= Dorsal tegmental nucleus =

The dorsal tegmental nucleus (DTN), also known as dorsal tegmental nucleus of Gudden, is a group of neurons located in the brainstem, which are involved in spatial navigation and orientation.

== Anatomy ==
The dorsal tegmental nucleus is located in the brain stem near the midline. Two nuclei exist in both hemispheres. The DTN is generally subdivided into four parts called partes centralis, ventromedialis, anterior, and posterior.

DTN contains a dense population of GABAergic cells. In the rat, few also express calbindin (CB) or calretinin (CR). Many of the DTN GABAergic cells do express parvalbumin (PV) with the densest expression in the pars ventralis portion. DTN neurons in rats contain small number of neuropeptide Y positive (NPY) neurons implicating a role in hunger and feeding. In rats, the DTN contains a small number of enkephalin, substance p, and glutamatergic neurons which project to mammillary.

=== Circuitry ===
As part of the Papez circuit, the DTN receives input from habenula neurons and lateral mammillary neurons. DTN especially the central part of the DTN receives projections from the G-protein coupled receptor GPR151 containing habenula neurons.
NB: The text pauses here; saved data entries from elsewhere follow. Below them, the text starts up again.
PR #3400, opened 2025-04-23
Specify menu return types using generics instead of Any

correctmost:
## PR Description:

This commit reduces the number of `Any` instances in menu code.


Torxed (approved):

svartkanin:
Does the EditMenu need a type? It should always be a string

svartkanin (approved):

PR #3407, opened 2025-04-26
Swapping to python-uv for building and distribution

Torxed:
This will swap to [uv](https://docs.astral.sh/uv/) for building and distribution.
Mainly to evaluate, as `twine` has caused minor issues in the past.


svartkanin:
That's great, I started using it a while back and the speed is fantastic

svartkanin (approved):

Torxed:
I was also impressed with how fast it was, and how little hassle it was to use.

Issue #3412, opened 2025-04-27
Make package selector also look for packages in additional repos


OlegAckbar:
### describe the request

Currently, package selector only looks for packages in `core`, `extra`. If I enable `multilib` repo packages from it won't appear in package selector.

killertofus:
#3417 fixes it

killertofus:
#3417 fixes it

PR #3417, opened 2025-04-28
added multilib as a dep

killertofus:
- This fix issue: 
#3412
## Tests and Checks

### DIFF
--- a/archinstall/lib/interactions/general_conf.py
+++ b/archinstall/lib/interactions/general_conf.py
@@ -172,7 +172,7 @@ def ask_additional_packages_to_install(
 ) -> list[str]:
 	Tui.print(str(_('Loading packages...')), clear_screen=True)
 
-	repositories |= {Repository.Core, Repository.Extra}
+	repositories |= {Repository.Core, Repository.Extra, Repository.Multilib}
 	packages = list_available_packages(tuple(repositories))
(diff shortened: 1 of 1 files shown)


svartkanin:
Hardcoding a repository that is not necessarily specified in the selection is not the way to go. 
This needs to be dynamically passed into the arguments, but it goes beyond that as the multi lib repository needs to be actually enabled in the `/etc/pacman.conf` first and then synced. 
I started looking at this and it's more complicated, I'll try to get something working this week

archinstall/lib/interactions/general_conf.py
```diff
@@ -172,7 +172,7 @@ def ask_additional_packages_to_install(
 ) -> list[str]:
 	Tui.print(str(_('Loading packages...')), clear_screen=True)
 
-	repositories |= {Repository.Core, Repository.Extra}
+	repositories |= {Repository.Core, Repository.Extra, Repository.Multilib}
```
svartkanin, line 175: This will not work, as this is only a filter for listed packages

svartkanin, line 175: This will not work, as this is only a filter for listed packages

svartkanin (changes requested):

PR #3427, opened 2025-05-03
Fix 3412 - Take optional repositories into account

### LINKED ISSUE #3412: Make package selector also look for packages in additional repos

svartkanin:
Fixes #3412 by enabling optional repositories in the local `/etc/pacman.conf` if they are selected


svartkanin:
@Torxed this would fit in 3.0.5 :)

Torxed (approved):
Consider it fit! ^^

Issue #2447, opened 2024-04-06
Add wayfire as a desktop option


heheda123123:
Wayfire is one of the few stacked window managers in Wayland, and many people use it. You may consider adding it.
https://wayfire.org/

erikdubois:
![Image](https://github.com/user-attachments/assets/12d8d942-edfa-46fa-bcad-09698c29956b)

Is it possible something has been forgotten?

I do not believe these package are part of the Arch Linux repos.

Was it the intention to add other repos and was it forgotten or am I seeing it all wrong

Torxed:
Nice catch, I'll revert that addition.
`wayfire` is still in AUR which means we won't be able to support it.

Torxed:
Updated the release notes with:

* Wayfire support by @Mohamed-elg in https://github.com/archlinux/archinstall/pull/3020 (prematurely included in the release, but will be removed in 3.0.3 because it's an AUR package. The arch package archinstall-3.0.2-2 has this profile removed during packaging via a patch in the repositories and thus won't be selectable)

I won't sign a new github release, as I won't have time to do all the steps involved in reverting that specific commit in a clean way.

We can re-visit this once the package gets adopted to `extra`.

PR #3432, opened 2025-05-04
Fixes for release

svartkanin:
* Revert the unneeded opt dependency as pointed out by @codefiles https://github.com/archlinux/archinstall/pull/3327#issuecomment-2772605465
* Remove wayfire from the profiles as it's only available in AUR as pointed out by @Torxed https://github.com/archlinux/archinstall/issues/2447#issuecomment-2609350624


Torxed:
Looks good.
I don't entirely agree with this comment: https://github.com/archlinux/archinstall/pull/3327#issuecomment-2772605465

We **need** a way to link packages we hard code in our profiles, to upstream `PKGBUILD` packages. Otherwise we're on our own in terms of keeping track of package removals/name changes etc.

And having `optdepends` is a hacky way for sure, but it's almost the only way currently to link us to packages, so that packagers can get notified about their changes.

Torxed (approved):

codefiles:
Having them listed as optional dependencies implies that installing them on the host system will add additional features to the archinstall package.

https://wiki.archlinux.org/title/PKGBUILD#optdepends

Torxed:
> Having them listed as optional dependencies implies that installing them on the host system will provide additional features to the archinstall package. That is not the case.
> 
> https://wiki.archlinux.org/title/PKGBUILD#optdepends

I know, but again, due to the limitation of `alpm` and in extent `pacman`, after several discussions back and forth both on the Arch Linux summit as well as mailing lists and chat forums, this is basically our only option to link `archinstall`'s internal package dependencies with actual package hooks that packagers use to keep track of their effect on certain changes.

But if you have a better idea of how to create this weak link, I'm all ears.
Because `depends=()` is too much of a strong link, as it will automatically drag in all packages if you install `archinstall`.

Issue #4046, opened 2025-12-28
Mirrors sort


h8d13:
```
[2025-12-28 16:12:49] - DEBUG - Checking download speed of mirror.moson.org[0.10946855478612] by fetching: http://mirror.moson.org/arch/core/os/x86_64/core.db
[2025-12-28 16:12:50] - DEBUG -     speed: 75406.25530018455 (0.07MiB/s)
[2025-12-28 16:12:50] - DEBUG - Checking download speed of mirror.moson.org[0.16033788096610865] by fetching: https://mirror.moson.org/arch/core/os/x86_64/core.db
[2025-12-28 16:12:52] - DEBUG -     speed: 96603.7381084319 (0.09MiB/s)
```

```
## Germany
Server = http://mirror.moson.org/arch/$repo/os/$arch
Server = http://arch.jensgutermuth.de/$repo/os/$arch
Server = http://mirror.ubrco.de/archlinux/$repo/os/$arch
Server = https://berlin.mirror.pkgbuild.com/$repo/os/$arch
Server = https://mirror.moson.org/arch/$repo/os/$arch
```

Huh bit confused about this one did it pick the slowest mirrors?

Issue #4045, opened 2025-12-28
lvm + btrfs doesn't mount correctly before pacstrap


Torxed:
A few users have reported issues with btrfs on lvm.
And I managed to reproduce it by:

1. Partitioning -> use best effort -> select disk
2. Partitioning -> LVM -> btrfs -> yes to subvolumes -> compression

<img width="1280" height="747" alt="Image" src="https://github.com/user-attachments/assets/a258323d-36c2-46cb-b70e-9ba238892429" />

<img width="1280" height="747" alt="Image" src="https://github.com/user-attachments/assets/3beeb5f1-6eb3-4386-9bff-b3139a41cb9a" />

So we're "running out of disk space" because stuff isn't mounted under `/mnt`, but the disk setup was created.

h8d13:
Can you do me a favor and test with encryption activated ?

https://github.com/h8d13/archinstall-patch/commit/42af1fdb29c47e839d22e8754bc663fc97e4b45e

(Whoops committed a bunch of other stuff) but going to take a break for today

Torxed:
Yepp, with disk encryption it appears to be working *(luks + lvm + btrfs)*.

h8d13:
So that should fix it ^^ https://github.com/h8d13/archinstall-patch/commit/42af1fdb29c47e839d22e8754bc663fc97e4b45e

PR #4047, opened 2025-12-28
Lvm2/LUKS fixes/Mirror Logic

h8d13:
Aims to address #4045  #4046

I then did sanity check with 3rd attempt without encryption same settings LVM BTRFS, and got "signature exists" errors (this why i tried the `wipefs` call).

(That being said/done) For real clean-ups we should have kind of like traps in bash (especially test this running from a host, since you'd need to check the devices are not still there `/dev/ArchinstallVg/root`  (which i believe they are, from earlier testing my main rig) And should really happen at the very end (even after synchronizing disks).

image

Tested LVM against both of these and without encryption

### DIFF
--- a/archinstall/lib/mirrors.py
+++ b/archinstall/lib/mirrors.py
@@ -450,8 +450,8 @@ class MirrorListHandler:
 		# Local mirrors lack this data and can be modified manually before-hand
 		# Or reflector potentially ran already
 		if self._fetched_remote and speed_sort:
-			# Sort by speed descending (higher is better) - fastest mirrors first
-			return sorted(region_list, key=lambda mirror: -mirror.speed)
+			# original return
+			return sorted(region_list, key=lambda mirror: (mirror.score, mirror.speed))
 		# just return as-is without sorting?
 		return region_list
 


h8d13:
I might actually have introduced the new bug when using `while`. When trying to address #3424 , so I apologize for the mistake. So for this one I did empirical testing: Testing all 3: BTRFS/LVM/LUKS2(on/off).  

Please feel free to test as-well `
git clone -b dot-hotfix-lvm https://github.com/h8d13/archinstall-patch
`  

I'll mark the PR as open/ready for review. But obviously this should be addressed further.

archinstall/lib/mirrors.py
```diff
@@ -450,8 +450,8 @@ def get_status_by_region(self, region: str, speed_sort: bool) -> list[MirrorStat
 		# Local mirrors lack this data and can be modified manually before-hand
 		# Or reflector potentially ran already
 		if self._fetched_remote and speed_sort:
-			# original return
-			return sorted(region_list, key=lambda mirror: (mirror.score, mirror.speed))
+			# Sort by speed descending (higher is better) - fastest mirrors first
+			return sorted(region_list, key=lambda mirror: -mirror.speed)
```
Torxed: Could we move this to a separate PR? Just to not fix two things in one, in case one needs to be reverted :)

h8d13: Sry bout that was frustrated at mirrors when testing

Torxed: 10/10 understand :sweat_smile:

PR #4048, opened 2025-12-29
Modify archinstall language display to be handled like other sections.

h8d13:
Screenshot_20251229_113905 NEW FORMAT

Screenshot_20251229_113941 OLD FORMAT

Basically the value of `lang.display_name` was breaking the menu when too long. So just changed it to be handled like other sections.

### DIFF
--- a/archinstall/tui/types.py
+++ b/archinstall/tui/types.py
@@ -115,7 +115,7 @@ class Chars:
 	Block = '█'
 	Triangle_up = '▲'
 	Triangle_down = '▼'
-	Check = '✓'
+	Check = '+'
 	Cross = 'x'
 	Right_arrow = '←'
 


h8d13:
@svartkanin any thoughts on this one, I know these are fixed in textual but still in the meantime not a bad idea to make some UI enhancements

svartkanin:
I absolutely hate Githubs mobile app it's abysmal as it doesn't seem to be able to even add comments anymore.

So I'll put it here:

This utf character isn't supported in the ISO


On another note, you need to be a bit patient with getting reviews, there's no ETA when they will happen as it's an open source project. We'll get to it when we get to it :) this may be a day, a week or even longer.

h8d13:
No worries sorry about that I'm quite hyped at finally sending in all my stuff :D Also I agree lmao (about github mobile)

svartkanin (approved):

PR #4049, opened 2025-12-29
Make tz selection deliberate

h8d13:
Instead of over complex like I tried in #4002

This is a much simpler approach we set the fallback in `args.py` and make it mandatory in the menu. 
Again this to address lots of logs that get PGP verif errors because TZ was not set.

### DIFF
--- a/archinstall/lib/args.py
+++ b/archinstall/lib/args.py
@@ -213,7 +213,8 @@ class ArchConfig:
 
 		arch_config.swap = args_config.get('swap', True)
 
-		arch_config.timezone = args_config.get('timezone', 'UTC')
+		if 'timezone' in args_config:
+			arch_config.timezone = args_config.get('timezone', 'UTC')
 
 		if services := args_config.get('services', []):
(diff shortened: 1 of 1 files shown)


Torxed:
I'm not sure I understand what the original problem was?
When I'm lazy I usually just stick with the default UTC and it works fine, unless the hardware clock is way off - but that's more an issue of it being off than what time zone I picked?

h8d13:
Just because I see of lot of error logs than yeah its hardware clock (which also gets reset on dead CMOS), so i thought making it explicit choice + showing RTC clock originally (previous PR #4002)

Torxed:
hmm, well `NTP` should make stuff "just work", as it should happen before archinstall starts strapping in packages. And a timezone shouldn't be needed?

h8d13:
My thought was that I could be dead (the service, happens sometimes) or disconnected for offline installs with cached files, so time being wrong there would cause pgp errors.

But yeah I do see how it's technically a non-problem for regular usage.

PR #4052, opened 2025-12-29
lib/network: adds symlink to configure systemd-resovled properly

wahrwolf:
When "Copy network config from ISO" is selected, it sets up `systemd-resolved` and `systemd-networkd`, however, `systemd-resolved` requires `resolve.conf` to be a [stub](https://wiki.archlinux.org/title/Systemd-resolved#DNS) in order to work properly.

This PR addresses the issue that it's currently not a stub, but a core filesystem file meant for other types of resolvers.

### DIFF
--- a/archinstall/lib/installer.py
+++ b/archinstall/lib/installer.py
@@ -754,8 +754,13 @@ class Installer:
 				for psk in psk_files:
 					shutil.copy2(psk, f'{self.target}/var/lib/iwd/{os.path.basename(psk)}')
 
-		# Add symlink to enable systemd-resolved
-		os.symlink('/run/systemd/resolve/stub-resolv.conf', f'{self.target}/etc/resolv.conf')
+		# Enable systemd-resolved by (forcefully) setting a symlink
+		# For further details see  https://wiki.archlinux.org/title/Systemd-resolved#DNS
+		resolv_config_path = Path(f'{self.target}/etc/resolv.conf')
+		if resolv_config_path.exists():
+			os.unlink(resolv_config_path)
+		os.symlink('/run/systemd/resolve/stub-resolv.conf', resolv_config_path)
+
 		# Copy (if any) systemd-networkd config files
 		if netconfigurations := glob.glob('/etc/systemd/network/*'):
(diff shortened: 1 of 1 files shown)


svartkanin:
Can you provide a description of the PR and the problem

Torxed:
> Can you provide a description of the PR and the problem

I filled in the blanks as I forced poor @wahrwolf to submit this PR :sweat_smile: Sorry for the confusion!

wahrwolf:
I tested the change and after the first reboot ```resolvectl status``` confirms the stub-resolver

Here is the weird part:
From the iso live system the symlink looks fine.
However if you chroot into the system after the archinstall script finished, the symlinks is not correctly displayed.
Both file and ls detect it as a local ascii file.
Tbh I do not understand it and it hints to something weird with os.symlink, the arch-chroot script, ext4 or all together.

Everything looks normal after the reboot, so I assume this can be safely ignored

archinstall/lib/installer.py
```diff
@@ -754,6 +754,13 @@ def post_install_enable_iwd_service(*args: str, **kwargs: str) -> None:
 				for psk in psk_files:
 					shutil.copy2(psk, f'{self.target}/var/lib/iwd/{os.path.basename(psk)}')
 
+		# Enable systemd-resolved by (forcefully) setting a symlink
+		# For further details see  https://wiki.archlinux.org/title/Systemd-resolved#DNS
+		resolv_config_path = Path(f'{self.target}/etc/resolv.conf')
+		if resolv_config_path.exists():
+			os.unlink(resolv_config_path)
+		os.symlink('/run/systemd/resolve/stub-resolv.conf', resolv_config_path)
```
gdamjan, line 762: this is actually unnecessary, since the first boot would've created the file anyway (when it doesn't exist).

h8d13: Im guessing it should only be handled if chrooting into the (pre)install then ?

Torxed: > this is actually unnecessary, since the first boot would've created the file anyway (when it doesn't exist).

The problem is that the core package/filesystem contains the file, so it won't be created on the first boot. And it's better to be explicit here I think.

PR #4053, opened 2025-12-30
fix(hardware): bring nvidia driver installation in line with packaging changes

ghost:
Title.

I ended up going with the simpler solution proposed in the earlier pull request (#4019)

### DIFF
--- a/archinstall/lib/models/profile.py
+++ b/archinstall/lib/models/profile.py
@@ -42,13 +42,20 @@ class ProfileConfiguration:
 
 		_gfx_driver: GfxDriver | None = None
 		if gfx_driver:
-			try:
-				_gfx_driver = GfxDriver(gfx_driver)
-			except Exception:
-				_gfx_driver = GfxDriver[gfx_driver]
+			# Note: This is for backwards compatability with older configs.
+			# We fall back to the open-source nouveau driver here because if
+			# we end up installing the open kernel modules on a machine with pre-Turing
+			# hardware, the user will end up with a broken install (unresponsive black screen).
+			if gfx_driver == 'Nvidia (proprietary)':
+				_gfx_driver = GfxDriver.NvidiaOpenSource
+			else:
+				try:
+					_gfx_driver = GfxDriver(gfx_driver)
+				except Exception:
+					_gfx_driver = GfxDriver[gfx_driver]
 
 		return ProfileConfiguration(
 			profile,
-			_gfx_driver if _gfx_driver else None,
+			_gfx_driver,
 			GreeterType(greeter) if greeter else None,
 		)


archinstall/lib/models/profile.py
```diff
@@ -40,8 +40,22 @@ def parse_arg(cls, arg: _ProfileConfigurationSerialization) -> 'ProfileConfigura
...
 		gfx_driver = arg.get('gfx_driver', None)
 
+		_gfx_driver: GfxDriver | None = None
+		if gfx_driver:
+			# Note: This is for backwards compatability with older configs.
+			# We fall back to the open-source nouveau driver here because if
+			# we end up installing the open kernel modules on a machine with pre-Turing
+			# hardware, the user will end up with a broken install (unresponsive black screen).
+			if gfx_driver == 'Nvidia (proprietary)':
+				_gfx_driver = GfxDriver.NvidiaOpenSource
```
Torxed, line 50: hmm, I understand the "why".
But I'm not sure it's a great idea to let the user be un-informed when they chose "proprietary" but got "nouveau" :/

ghost: What do you propose then? I'm not sure how we could clearly communicate this unless there is some pop up when the installer is first ran telling them what is going to happen and that they should probably update their config (and read the announcement regarding packaging changes)

Torxed: I think one option is to not show the nvidia prop driver at all, if it's not supported?
But not sure how to do that based on hardware ID's and stuff

ghost: This pull request removes the proprietary driver from the menus, but if you read the previous pull request (#4019) @svartkanin was worried about backwards compatibility with older configs, hence why this is here.

As of driver release [590.48.01](https://www.nvidia.com/en-us/drivers/details/259267/), they are no longer supporting the proprietary driver hence it was removed from the repositories which only leaves the open kernel module available and it only supports Turing+ hardware (GTX 1650/RTX 2000 and newer)

If we fall back to the open kernel module for these older configs and the user happens to have pre-Turing hardware, they're going to be met with a black screen when they boot after installation, which I find undesirable in my opinion. I'd rather someone end up getting the 'incorrect' but working graphics driver that they can fix themselves after the installation than them be met with a broken install that may leave a new user confused with a system they can't use.

ghost:
Bumping this as I'd like to hopefully get this merged in time for the February .iso release since it didn't make it in time for the January one.

Torxed:
I think the issue of https://github.com/archlinux/archinstall/pull/4053#discussion_r2653880733 is valid tho and needs to be addressed.

ghost:
I'm open to suggestions because I'm just not too sure what would be the best way to handle such a thing. I really dislike the idea of installing ``nvidia-open`` if they have the legacy ``nvidia`` package selected in their config because if we go that route and the user has pre-Turing hardware they will be left with an unusable system after installation since the new driver release does not support hardware that is pre-Turing like I addressed in the previous comments.

The way this pull request technically handles things could be seen as "misleading" since we're installing the open-source Mesa stack instead for people that have the legacy ``nvidia`` package selected in their configs, but at least this way they'd have a functioning system that they could at least get to the desktop with.

Another option is to display a warning message when they run the installer with a config that has the old driver selected that warns them their config is out of date and will that it will install a graphics driver that may not be compatible with their hardware, and if they ignore the warning, I guess that falls on them?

The pars centralis of the DTN receives input from the prepositus hypoglossi and the supragenualis nucleus.
Pars ventromedialis of the DTN receives inputs from
- the septal nuclei,
- diagonal band of Broca,
- preoptic area,
- anterior and lateral hypothalamus,
- lateral and medial habenular nuclei,
- medial mammillary nucleus and
- brainstem reticular formation

=== Projections ===
Dorsal tegmental fibres project to
- lateral mammillary neurons (LMN)
- dorsal noradrenergic bundle
- nuclei medialis profundus
- centralis superior,
- the tegmental reticular nucleus,
- the ventral tegmental area of Tsai, and
- the posterior hypothalamic nucleus. The nucleus is a major synaptic station for the pathways of the dorsal longitudinal fasciculus between the diencephalon and lower brain stem
DTN is a major source of fibers in the mammillary peduncle. Rostral DTN cells that project to the LMN are localized within pars dorsalis and caudal cells that project to the LMN are located in the pars ventralis.

== Function ==
This nucleus is involved in landmark and directional navigation. Subpopulations of DTN neurons respond differently to changes in angular head velocity (AHV) and head direction (HD). Some cells respond to changes in head movement in specific directions such as to the left, right, or both. The firing activity of these cells are also affected by the speed of the movement of the head as well. DTN lesions permanently impaired landmark navigation, but only transiently impaired directional navigation.